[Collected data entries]

- - -

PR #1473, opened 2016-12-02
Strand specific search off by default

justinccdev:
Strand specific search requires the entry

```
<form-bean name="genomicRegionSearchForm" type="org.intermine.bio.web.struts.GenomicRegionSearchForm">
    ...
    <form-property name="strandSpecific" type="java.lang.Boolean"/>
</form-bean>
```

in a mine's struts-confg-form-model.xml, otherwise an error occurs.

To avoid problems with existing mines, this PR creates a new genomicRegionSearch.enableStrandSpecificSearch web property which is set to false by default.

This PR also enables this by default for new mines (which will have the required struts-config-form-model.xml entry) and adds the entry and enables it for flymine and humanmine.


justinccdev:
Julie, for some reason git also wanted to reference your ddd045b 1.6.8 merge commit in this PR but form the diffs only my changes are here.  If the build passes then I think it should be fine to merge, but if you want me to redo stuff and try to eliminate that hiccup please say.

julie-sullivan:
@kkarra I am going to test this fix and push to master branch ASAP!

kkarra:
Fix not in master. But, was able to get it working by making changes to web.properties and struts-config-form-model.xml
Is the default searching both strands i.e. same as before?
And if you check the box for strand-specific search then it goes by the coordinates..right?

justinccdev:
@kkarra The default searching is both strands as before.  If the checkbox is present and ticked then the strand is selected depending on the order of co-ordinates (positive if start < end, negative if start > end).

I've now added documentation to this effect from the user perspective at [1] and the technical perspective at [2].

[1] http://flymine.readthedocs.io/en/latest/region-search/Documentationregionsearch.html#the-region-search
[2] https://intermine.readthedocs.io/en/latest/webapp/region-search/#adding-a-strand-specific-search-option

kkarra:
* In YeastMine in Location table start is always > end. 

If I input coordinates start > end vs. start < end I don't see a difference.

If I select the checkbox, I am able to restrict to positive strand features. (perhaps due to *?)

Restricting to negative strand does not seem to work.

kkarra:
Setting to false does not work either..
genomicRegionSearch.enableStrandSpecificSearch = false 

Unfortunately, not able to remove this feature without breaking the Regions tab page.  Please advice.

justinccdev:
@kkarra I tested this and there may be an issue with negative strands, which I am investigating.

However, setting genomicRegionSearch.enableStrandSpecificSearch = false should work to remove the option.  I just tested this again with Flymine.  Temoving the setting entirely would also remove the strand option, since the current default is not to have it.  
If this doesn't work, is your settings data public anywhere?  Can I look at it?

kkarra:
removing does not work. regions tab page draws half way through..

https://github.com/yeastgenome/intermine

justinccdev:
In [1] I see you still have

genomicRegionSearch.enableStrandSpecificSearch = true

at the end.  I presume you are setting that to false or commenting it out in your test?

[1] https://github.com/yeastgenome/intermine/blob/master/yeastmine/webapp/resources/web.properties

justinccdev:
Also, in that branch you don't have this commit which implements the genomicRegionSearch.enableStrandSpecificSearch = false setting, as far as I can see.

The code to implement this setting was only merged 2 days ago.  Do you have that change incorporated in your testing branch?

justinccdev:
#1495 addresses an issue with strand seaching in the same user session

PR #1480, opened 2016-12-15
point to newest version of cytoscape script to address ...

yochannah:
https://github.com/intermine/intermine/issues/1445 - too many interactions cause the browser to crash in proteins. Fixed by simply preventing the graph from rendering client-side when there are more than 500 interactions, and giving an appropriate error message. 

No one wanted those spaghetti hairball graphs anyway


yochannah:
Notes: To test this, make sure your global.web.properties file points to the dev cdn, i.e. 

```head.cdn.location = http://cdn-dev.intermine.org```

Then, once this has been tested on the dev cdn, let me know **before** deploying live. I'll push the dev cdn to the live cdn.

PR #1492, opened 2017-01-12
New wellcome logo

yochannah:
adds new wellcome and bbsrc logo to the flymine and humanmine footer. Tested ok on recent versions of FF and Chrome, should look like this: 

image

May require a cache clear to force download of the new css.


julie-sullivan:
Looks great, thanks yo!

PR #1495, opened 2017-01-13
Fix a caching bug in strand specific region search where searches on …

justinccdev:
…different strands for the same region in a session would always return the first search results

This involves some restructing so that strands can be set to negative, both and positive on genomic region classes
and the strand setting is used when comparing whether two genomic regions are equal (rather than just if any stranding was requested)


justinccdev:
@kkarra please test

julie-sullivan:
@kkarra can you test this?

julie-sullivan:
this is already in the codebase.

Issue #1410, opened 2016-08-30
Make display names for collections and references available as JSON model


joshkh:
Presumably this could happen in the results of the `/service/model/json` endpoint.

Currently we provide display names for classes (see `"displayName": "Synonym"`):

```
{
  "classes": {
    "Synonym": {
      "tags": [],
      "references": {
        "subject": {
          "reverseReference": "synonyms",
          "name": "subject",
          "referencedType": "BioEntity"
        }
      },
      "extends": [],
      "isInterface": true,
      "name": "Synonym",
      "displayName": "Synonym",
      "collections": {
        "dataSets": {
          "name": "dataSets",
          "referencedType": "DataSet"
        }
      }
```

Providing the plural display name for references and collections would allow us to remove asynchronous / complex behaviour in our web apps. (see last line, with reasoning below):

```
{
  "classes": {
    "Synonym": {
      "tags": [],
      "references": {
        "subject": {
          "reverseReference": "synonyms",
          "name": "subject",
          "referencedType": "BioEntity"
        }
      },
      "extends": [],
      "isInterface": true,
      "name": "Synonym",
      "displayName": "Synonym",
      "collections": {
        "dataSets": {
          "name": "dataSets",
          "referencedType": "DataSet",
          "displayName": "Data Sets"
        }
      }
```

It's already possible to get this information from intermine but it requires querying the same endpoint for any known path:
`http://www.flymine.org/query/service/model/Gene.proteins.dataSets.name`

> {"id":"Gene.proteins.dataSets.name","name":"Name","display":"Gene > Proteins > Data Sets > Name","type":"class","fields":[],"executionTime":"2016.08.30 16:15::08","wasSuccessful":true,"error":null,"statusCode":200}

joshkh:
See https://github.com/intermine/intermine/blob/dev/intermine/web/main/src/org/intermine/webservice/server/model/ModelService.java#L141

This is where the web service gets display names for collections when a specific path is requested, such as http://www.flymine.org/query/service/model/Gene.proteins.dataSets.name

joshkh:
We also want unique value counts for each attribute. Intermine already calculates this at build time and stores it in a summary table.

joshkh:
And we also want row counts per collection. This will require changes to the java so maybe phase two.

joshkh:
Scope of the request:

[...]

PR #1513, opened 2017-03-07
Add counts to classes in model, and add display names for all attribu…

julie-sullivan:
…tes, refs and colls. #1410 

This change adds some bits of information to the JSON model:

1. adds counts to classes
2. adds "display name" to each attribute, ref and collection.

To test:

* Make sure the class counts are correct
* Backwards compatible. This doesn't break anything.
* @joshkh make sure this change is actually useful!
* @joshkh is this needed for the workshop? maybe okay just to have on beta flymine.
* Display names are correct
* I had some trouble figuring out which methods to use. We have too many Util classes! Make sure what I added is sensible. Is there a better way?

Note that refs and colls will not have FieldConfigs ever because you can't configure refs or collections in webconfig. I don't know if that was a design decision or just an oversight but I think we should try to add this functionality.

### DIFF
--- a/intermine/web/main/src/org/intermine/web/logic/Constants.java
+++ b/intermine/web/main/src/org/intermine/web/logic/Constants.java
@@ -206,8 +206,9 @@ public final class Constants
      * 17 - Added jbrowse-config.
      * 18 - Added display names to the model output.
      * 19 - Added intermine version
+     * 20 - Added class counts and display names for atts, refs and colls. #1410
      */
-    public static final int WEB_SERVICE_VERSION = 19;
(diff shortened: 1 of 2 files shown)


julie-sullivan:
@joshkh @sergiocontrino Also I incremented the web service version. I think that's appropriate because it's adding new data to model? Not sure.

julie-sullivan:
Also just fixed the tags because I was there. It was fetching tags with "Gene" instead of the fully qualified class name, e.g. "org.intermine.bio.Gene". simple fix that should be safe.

- - -

▶ _What the exercise asks_: Give every entry once more, exactly as it reads.

▶ _Answer below_:
PR #1473, opened 2016-12-02
Strand specific search off by default

justinccdev:
Strand specific search requires the entry

```
<form-bean name="genomicRegionSearchForm" type="org.intermine.bio.web.struts.GenomicRegionSearchForm">
    ...
    <form-property name="strandSpecific" type="java.lang.Boolean"/>
</form-bean>
```

in a mine's struts-confg-form-model.xml, otherwise an error occurs.

To avoid problems with existing mines, this PR creates a new genomicRegionSearch.enableStrandSpecificSearch web property which is set to false by default.

This PR also enables this by default for new mines (which will have the required struts-config-form-model.xml entry) and adds the entry and enables it for flymine and humanmine.


justinccdev:
Julie, for some reason git also wanted to reference your ddd045b 1.6.8 merge commit in this PR but form the diffs only my changes are here.  If the build passes then I think it should be fine to merge, but if you want me to redo stuff and try to eliminate that hiccup please say.

julie-sullivan:
@kkarra I am going to test this fix and push to master branch ASAP!

kkarra:
Fix not in master. But, was able to get it working by making changes to web.properties and struts-config-form-model.xml
Is the default searching both strands i.e. same as before?
And if you check the box for strand-specific search then it goes by the coordinates..right?

justinccdev:
@kkarra The default searching is both strands as before.  If the checkbox is present and ticked then the strand is selected depending on the order of co-ordinates (positive if start < end, negative if start > end).

I've now added documentation to this effect from the user perspective at [1] and the technical perspective at [2].

[1] http://flymine.readthedocs.io/en/latest/region-search/Documentationregionsearch.html#the-region-search
[2] https://intermine.readthedocs.io/en/latest/webapp/region-search/#adding-a-strand-specific-search-option

kkarra:
* In YeastMine in Location table start is always > end. 

If I input coordinates start > end vs. start < end I don't see a difference.

If I select the checkbox, I am able to restrict to positive strand features. (perhaps due to *?)

Restricting to negative strand does not seem to work.

kkarra:
Setting to false does not work either..
genomicRegionSearch.enableStrandSpecificSearch = false 

Unfortunately, not able to remove this feature without breaking the Regions tab page.  Please advice.

justinccdev:
@kkarra I tested this and there may be an issue with negative strands, which I am investigating.

However, setting genomicRegionSearch.enableStrandSpecificSearch = false should work to remove the option.  I just tested this again with Flymine.  Temoving the setting entirely would also remove the strand option, since the current default is not to have it.  
If this doesn't work, is your settings data public anywhere?  Can I look at it?

kkarra:
removing does not work. regions tab page draws half way through..

https://github.com/yeastgenome/intermine

justinccdev:
In [1] I see you still have

genomicRegionSearch.enableStrandSpecificSearch = true

at the end.  I presume you are setting that to false or commenting it out in your test?

[1] https://github.com/yeastgenome/intermine/blob/master/yeastmine/webapp/resources/web.properties

justinccdev:
Also, in that branch you don't have this commit which implements the genomicRegionSearch.enableStrandSpecificSearch = false setting, as far as I can see.

The code to implement this setting was only merged 2 days ago.  Do you have that change incorporated in your testing branch?

justinccdev:
#1495 addresses an issue with strand seaching in the same user session

PR #1480, opened 2016-12-15
point to newest version of cytoscape script to address ...

yochannah:
https://github.com/intermine/intermine/issues/1445 - too many interactions cause the browser to crash in proteins. Fixed by simply preventing the graph from rendering client-side when there are more than 500 interactions, and giving an appropriate error message. 

No one wanted those spaghetti hairball graphs anyway


yochannah:
Notes: To test this, make sure your global.web.properties file points to the dev cdn, i.e. 

```head.cdn.location = http://cdn-dev.intermine.org```

Then, once this has been tested on the dev cdn, let me know **before** deploying live. I'll push the dev cdn to the live cdn.

PR #1492, opened 2017-01-12
New wellcome logo

yochannah:
adds new wellcome and bbsrc logo to the flymine and humanmine footer. Tested ok on recent versions of FF and Chrome, should look like this: 

image

May require a cache clear to force download of the new css.


julie-sullivan:
Looks great, thanks yo!

PR #1495, opened 2017-01-13
Fix a caching bug in strand specific region search where searches on …

justinccdev:
…different strands for the same region in a session would always return the first search results

This involves some restructing so that strands can be set to negative, both and positive on genomic region classes
and the strand setting is used when comparing whether two genomic regions are equal (rather than just if any stranding was requested)


justinccdev:
@kkarra please test

julie-sullivan:
@kkarra can you test this?

julie-sullivan:
this is already in the codebase.

Issue #1410, opened 2016-08-30
Make display names for collections and references available as JSON model


joshkh:
Presumably this could happen in the results of the `/service/model/json` endpoint.

Currently we provide display names for classes (see `"displayName": "Synonym"`):

```
{
  "classes": {
    "Synonym": {
      "tags": [],
      "references": {
        "subject": {
          "reverseReference": "synonyms",
          "name": "subject",
          "referencedType": "BioEntity"
        }
      },
      "extends": [],
      "isInterface": true,
      "name": "Synonym",
      "displayName": "Synonym",
      "collections": {
        "dataSets": {
          "name": "dataSets",
          "referencedType": "DataSet"
        }
      }
```

Providing the plural display name for references and collections would allow us to remove asynchronous / complex behaviour in our web apps. (see last line, with reasoning below):

```
{
  "classes": {
    "Synonym": {
      "tags": [],
      "references": {
        "subject": {
          "reverseReference": "synonyms",
          "name": "subject",
          "referencedType": "BioEntity"
        }
      },
      "extends": [],
      "isInterface": true,
      "name": "Synonym",
      "displayName": "Synonym",
      "collections": {
        "dataSets": {
          "name": "dataSets",
          "referencedType": "DataSet",
          "displayName": "Data Sets"
        }
      }
```

It's already possible to get this information from intermine but it requires querying the same endpoint for any known path:
`http://www.flymine.org/query/service/model/Gene.proteins.dataSets.name`

> {"id":"Gene.proteins.dataSets.name","name":"Name","display":"Gene > Proteins > Data Sets > Name","type":"class","fields":[],"executionTime":"2016.08.30 16:15::08","wasSuccessful":true,"error":null,"statusCode":200}

joshkh:
See https://github.com/intermine/intermine/blob/dev/intermine/web/main/src/org/intermine/webservice/server/model/ModelService.java#L141

This is where the web service gets display names for collections when a specific path is requested, such as http://www.flymine.org/query/service/model/Gene.proteins.dataSets.name

joshkh:
We also want unique value counts for each attribute. Intermine already calculates this at build time and stores it in a summary table.

joshkh:
And we also want row counts per collection. This will require changes to the java so maybe phase two.

joshkh:
Scope of the request:

[...]

PR #1513, opened 2017-03-07
Add counts to classes in model, and add display names for all attribu…

julie-sullivan:
…tes, refs and colls. #1410 

This change adds some bits of information to the JSON model:

1. adds counts to classes
2. adds "display name" to each attribute, ref and collection.

To test:

* Make sure the class counts are correct
* Backwards compatible. This doesn't break anything.
* @joshkh make sure this change is actually useful!
* @joshkh is this needed for the workshop? maybe okay just to have on beta flymine.
* Display names are correct
* I had some trouble figuring out which methods to use. We have too many Util classes! Make sure what I added is sensible. Is there a better way?

Note that refs and colls will not have FieldConfigs ever because you can't configure refs or collections in webconfig. I don't know if that was a design decision or just an oversight but I think we should try to add this functionality.

### DIFF
--- a/intermine/web/main/src/org/intermine/web/logic/Constants.java
+++ b/intermine/web/main/src/org/intermine/web/logic/Constants.java
@@ -206,8 +206,9 @@ public final class Constants
      * 17 - Added jbrowse-config.
      * 18 - Added display names to the model output.
      * 19 - Added intermine version
+     * 20 - Added class counts and display names for atts, refs and colls. #1410
      */
-    public static final int WEB_SERVICE_VERSION = 19;
(diff shortened: 1 of 2 files shown)


julie-sullivan:
@joshkh @sergiocontrino Also I incremented the web service version. I think that's appropriate because it's adding new data to model? Not sure.

julie-sullivan:
Also just fixed the tags because I was there. It was fetching tags with "Gene" instead of the fully qualified class name, e.g. "org.intermine.bio.Gene". simple fix that should be safe.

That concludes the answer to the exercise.